I think the marking of the part in relation to the chuck jaws was for runout. I do the same thing with my 3 jaw. It's good for .003 but I can usually get .001 if I put the part back in the same relative spot.  Even if he had a depth stop I can't see that thread lining up well enough using that fat mark without reaquiring it. Everyone probably know's this but there's a point I wanted to mention.  To get a tapered thread you need to use a tapered thread tap like a pipe tap.  On a regular tapered tap for a machine thread the taper is produced by grinding the crests off the threads so the thread form is wrong in the tapered area.


----------



## higgite (Jan 19, 2020)

If you freeze the video at the right instant (9:00) you can see he used a 3/8”-24 UNF tap, not an NPT thread. So, it really isn’t any different than single pointing except for maybe fewer passes to complete the thread and the taper that’s left near the end of the tap. That can be a pro or a con, depending on your application.

Edit: To correct time in the video. Thanks to RJ.

Tom


----------



## RJSakowski (Jan 19, 2020)

higgite said:


> If you freeze the video at the right instant (11:16) you can see he used a 3/8”-24 UNF tap, not an NPT thread. So, it really isn’t any different than single pointing except for maybe fewer passes to complete the thread and the taper that’s left near the end of the tap. That can be a pro or a con, depending on your application.
> 
> Tom


Ile time is actually 9:00.  11:16 the the length of the video.

Using a straight tap, the thread form will be wrong.  The flanks of the thread won't be equal with the longer flank towards the headstock.  The angle between the flanks will be 60º but they will be rotated by the taper angle, around 1.8º.  In searching. I couldn't find any tapered thread with 24 TPI.  It is possible that he cut the female thread in the same way and the threads would mate properly.  It is also possible that this is just a "made for t.v." video.


----------



## plunger (Jan 19, 2020)

Ive seen this done with rigid die thread chasers . The rectangular blocks with bsp tapered thread. You are basically single pointing with a multiple cutter that is tapered.


----------



## higgite (Jan 20, 2020)

RJSakowski said:


> Ile time is actually 9:00.  11:16 the the length of the video.



Thanks for catching that, RJ. I corrected my other post.



RJSakowski said:


> Using a straight tap, the thread form will be wrong.  The flanks of the thread won't be equal with the longer flank towards the headstock.  The angle between the flanks will be 60º but they will be rotated by the taper angle, around 1.8º.  In searching. I couldn't find any tapered thread with 24 TPI.  It is possible that he cut the female thread in the same way and the threads would mate properly.  It is also possible that this is just a "made for t.v." video.

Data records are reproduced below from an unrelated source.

PR #57, opened 2021-02-01
relative uri support

yangcao77:
### What does this PR do?
This PR adds relative URI support. 
`parseFromURI` checks the current devfile's abspath/url, and append to get the target uri and parse from that uri
 

https://github.com/devfile/api/issues/309

added unit test to test for relative uris

### DIFF
--- a/pkg/devfile/parser/context/context.go
+++ b/pkg/devfile/parser/context/context.go
@@ -1,12 +1,15 @@
 package parser
 
 import (
+	"fmt"
 	"net/url"
 
 	"github.com/devfile/library/pkg/testingutil/filesystem"
 	"github.com/devfile/library/pkg/util"
 	"k8s.io/klog"
 )
+
+var URIMap = make(map[string]bool)
 
 // DevfileCtx stores context info regarding devfile
 type DevfileCtx struct {
@@ -67,6 +70,10 @@ func (d *DevfileCtx) Populate() (err error) {
 		return err
 	}
 	klog.V(4).Infof("absolute devfile path: '%s'", d.absPath)
+	if _, exist := URIMap[d.absPath]; exist {
+		return fmt.Errorf("URI %v is recursively referenced", d.absPath)
+	}
+	URIMap[d.absPath] = true
 	// Read and save devfile content
 	if err := d.SetDevfileContent(); err != nil {
 		return err
@@ -81,7 +88,10 @@ func (d *DevfileCtx) PopulateFromURL() (err error) {
 	if err != nil {
 		return err
 	}
-
+	if _, exist := URIMap[d.url]; exist {
+		return fmt.Errorf("URI %v is recursively referenced", d.url)
+	}
+	URIMap[d.url] = true
 	// Read and save devfile content
 	if err := d.SetDevfileContent(); err != nil {
 		return err
@@ -101,8 +111,14 @@ func (d *DevfileCtx) Validate() error {
 	return d.ValidateDevfileSchema()
 }
 
+// GetAbsPath func returns current devfile absolute path
 func (d *DevfileCtx) GetAbsPath() string {
 	return d.absPath
+}
+
+// GetURL func returns current devfile absolute URL address
+func (d *DevfileCtx) GetURL() string {
+	return d.url
 }
 
 // SetAbsPath sets absolute file path for devfile
--- a/pkg/devfile/parser/context/context.go
+++ b/pkg/devfile/parser/context/context.go
@@ -70,7 +70,7 @@ func (d *DevfileCtx) Populate() (err error) {
 		return err
 	}
 	klog.V(4).Infof("absolute devfile path: '%s'", d.absPath)
-	if _, exist := URIMap[d.absPath]; exist {
+	if URIMap[d.absPath] {
 		return fmt.Errorf("URI %v is recursively referenced", d.absPath)
 	}
 	URIMap[d.absPath] = true
@@ -88,7 +88,7 @@ func (d *DevfileCtx) PopulateFromURL() (err error) {
 	if err != nil {
 		return err
 	}
-	if _, exist := URIMap[d.url]; exist {
+	if URIMap[d.url] {
 		return fmt.Errorf("URI %v is recursively referenced", d.url)
 	}
 	URIMap[d.url] = true
--- a/pkg/devfile/parser/parse.go
+++ b/pkg/devfile/parser/parse.go
@@ -16,6 +16,7 @@ import (
 
 	v1 "github.com/devfile/api/v2/pkg/apis/workspaces/v1alpha2"
 	apiOverride "github.com/devfile/api/v2/pkg/utils/overriding"
+	"github.com/devfile/api/v2/pkg/validation"
 	"github.com/pkg/errors"
 )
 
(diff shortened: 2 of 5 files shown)


pkg/devfile/parser/parse.go
```diff
@@ -181,3 +178,34 @@ func parseParentAndPlugin(d DevfileObj) (err error) {
 
 	return nil
 }
+
+func parseFromURI(uri string, curDevfile DevfileObj) (DevfileObj, error) {
```
maysunfaisal, line 182: looking at the tests, i would just pass the devfile context here rather than the entire devfile object

pkg/devfile/parser/parse_test.go
```diff
@@ -2395,3 +2398,298 @@ func Test_parseParentAndPlugin_RecursivelyReference_withMultipleURI(t *testing.T
...
+			}
+			got, err := parseFromURI(tt.uri, tt.curDevfile)
+			if (err != nil) != tt.wantErr {
+				t.Errorf("Test_parseFromURI() error = %v, wantErr %v", err, tt.wantErr)
+				return
+			}
+
+			if err != nil && tt.wantErr {
+				return
+			}
```
maysunfaisal, line 2688: lets try switching to this if condition, it handles everything `if tt.wantErr == (err == nil) {}`

pkg/devfile/parser/parse_test.go
```diff
@@ -2395,3 +2398,298 @@ func Test_parseParentAndPlugin_RecursivelyReference_withMultipleURI(t *testing.T
...
+			},
+			uri:     invalidURL,
+			wantErr: true,
+		},
+	}
+	for _, tt := range tests {
+		t.Run(tt.name, func(t *testing.T) {
+			// if the main devfile is from local, need to set absolute path
+			if tt.curDevfile.Ctx.GetURL() == "" {
+				err := tt.curDevfile.Ctx.SetAbsPath()
```
maysunfaisal, line 2674: how come you dont need to set it for url since we dont call Populate() for the current devfile 🤔

pkg/devfile/parser/parse_test.go
```diff
@@ -2395,3 +2398,298 @@ func Test_parseParentAndPlugin_RecursivelyReference_withMultipleURI(t *testing.T
...
+			name: "case 4: should fail if file not exist",
+			curDevfile: DevfileObj{
+				Ctx: devfileCtx.NewDevfileCtx(OutputDevfileYamlPath),
+				Data: &v2.DevfileV2{
+					Devfile: v1.Devfile{
+						DevWorkspaceTemplateSpec: v1.DevWorkspaceTemplateSpec{
+							Parent: &v1.Parent{
+								ImportReference: v1.ImportReference{
+									ImportReferenceUnion: v1.ImportReferenceUnion{
+										Uri: "notexist/devfile.yaml",
```
maysunfaisal, line 2613: `notExistURI`

pkg/devfile/parser/parse_test.go
```diff
@@ -2395,3 +2398,298 @@ func Test_parseParentAndPlugin_RecursivelyReference_withMultipleURI(t *testing.T
...
+									},
+								},
+							},
+							DevWorkspaceTemplateSpecContent: v1.DevWorkspaceTemplateSpecContent{},
+						},
+					},
+				},
+			},
+			uri:     "notexist/devfile.yaml",
```
maysunfaisal, line 2622: `notExistURI`

maysunfaisal (commented):
Some questions on tests and minor updates

pkg/devfile/parser/context/context.go
```diff
@@ -67,6 +70,10 @@ func (d *DevfileCtx) Populate() (err error) {
 		return err
 	}
 	klog.V(4).Infof("absolute devfile path: '%s'", d.absPath)
+	if _, exist := URIMap[d.absPath]; exist {
```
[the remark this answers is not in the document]
maysunfaisal: same for the other function

pkg/devfile/parser/parse.go
```diff
@@ -181,3 +178,34 @@ func parseParentAndPlugin(d DevfileObj) (err error) {
...
+	// validate URI
+	err := validation.ValidateURI(uri)
+	if err != nil {
+		return DevfileObj{}, err
+	}
+
+	// absolute URL address
+	if strings.HasPrefix(uri, "http://") || strings.HasPrefix(uri, "https://") {
```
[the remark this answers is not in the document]
yangcao77: these conditions check 3 different values, so I did not use switch case
the first if checks `uri`, the 2nd and 3rd checks ctx.abspath and ctx.url.

pkg/devfile/parser/parse_test.go
yangcao77: because url is an absolute url already. it's being set when creating the contect `NewURLDevfileCtx`
however, when creating context with `NewDevfileCtx`, it only sets the `relPath`; so need to call an additional function `SetAbsPath()` to set the `absPath`

pkg/devfile/parser/context/context.go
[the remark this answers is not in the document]
yangcao77: updated

pkg/devfile/parser/parse.go
```diff
@@ -181,3 +178,34 @@ func parseParentAndPlugin(d DevfileObj) (err error) {
...
+
+	if curDevfile.Ctx.GetURL() != "" {
+		u, err := url.Parse(curDevfile.Ctx.GetURL())
+		if err != nil {
+			return DevfileObj{}, err
+		}
+
+		u.Path = path.Join(path.Dir(u.Path), uri)
+		jointURL := u.String()
+		return ParseFromURL(jointURL)
```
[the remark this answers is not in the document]

pkg/devfile/parser/parse_test.go
```diff
@@ -2395,3 +2398,298 @@ func Test_parseParentAndPlugin_RecursivelyReference_withMultipleURI(t *testing.T
...
+		t.Errorf("fail to write to file: %v", err)
+		return
+	}
+	defer os.RemoveAll("testTmp/")
+
+	parentDevfile := DevfileObj{
+		Ctx: devfileCtx.NewURLDevfileCtx(httpPrefix + uri1),
+		Data: &v2.DevfileV2{
+			Devfile: v1.Devfile{
+				DevWorkspaceTemplateSpec: v1.DevWorkspaceTemplateSpec{
```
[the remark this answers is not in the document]
yangcao77: good catch, updated

pkg/devfile/parser/parse.go
yangcao77: good point! updated

pkg/devfile/parser/parse_test.go
yangcao77: updated

pkg/devfile/parser/parse_test.go
yangcao77: updated

pkg/devfile/parser/parse_test.go
yangcao77: remove this one, as only ctx is required as you pointed out

pkg/devfile/parser/parse_test.go
maysunfaisal: we should probably update `NewDevfileCtx` next time as well so that we dont need an extra call in Populate

maysunfaisal (approved):
lgtm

Okay, you lost me there unless you're talking about tapered pipe threads, then it makes sense. But, the guy in the OP's video wasn't cutting a pipe thread. He was using a standard 3/8"-24 UNF tap. If you aren't talking about tapered threads, please expound. Thanks.

Tom


----------



## RJSakowski (Jan 20, 2020)

higgite said:


> Thanks for catching that, RJ. I corrected my other post.
> 
> 
> 
> ...


Yes, I was talking tapered threads.  I had assumed that the operator was cutting a tapered thread from some of the discussion above.  Unfortunately I couldn't understand the operator not read the subtitles. From the point starting at 7:17, it also appears to be a tapered thread as he is using a wrench to continue.  Either that or it's not a very good quality thread.

If he is cutting straight threads, I see no advantage over single point threading.


----------



## Suzuki4evr (Jan 20, 2020)

RJ I also took it as taper threading. The advantage I see is that if you have to MAKE a single point threading tool then you don't have to because it is already made for you. I must say the discussion around this is going longer than I expected.


----------